== SOURCE MATERIAL ==
PR #4433, opened 2022-02-19
⚡  Don't load FontAwesome twice

cp2004:

In the preload templates, an extra `?v=version` was added on the end of the URL. In the CSS file however, this was not used so the resource was fetched again, unnecessarily. The version number is embedded in the path, so it will be refetched if that changes.

image

This has actually been logging to the warnings all the time, but I never actually looked at why:
image

Additionally, both the `woff2` and `woff` files are not required by everyone - the woff2 files are preferred, with woff only used for those that don't support it. And [woff2 has a 96% compatibility](https://caniuse.com/woff2), everything except IE supports it, and it will be loaded automatically if required by the css file.

Manually in the browser

With this change, the number of FontAwesome related requests drops to a nice little 3:
image

I was testing out FontAwesome 6, so I was poking in these kinds of areas... 👀 

#### Further Notes

The final unnecessary loading is of FontAwesome 3, but that is for backwards compatibility with plugins. Should be axed at some point IMO.


foosel:
Good find! Also reminded me that I've been meaning to take a look at those warnings myself for quite some time 😬

PR #4437, opened 2022-02-23
Support two-digit flavors for G00 G01 G02 G03

vector76:
This adds support for these four commands: G00 G01 G02 and G03, treating them the same as G0, G1, G2, and G3.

== AIM OF THE TASK ==
The reply should be nothing but the number of lines in the listing above that include "warnings".

== ANSWER TO THIS EXERCISE ==
2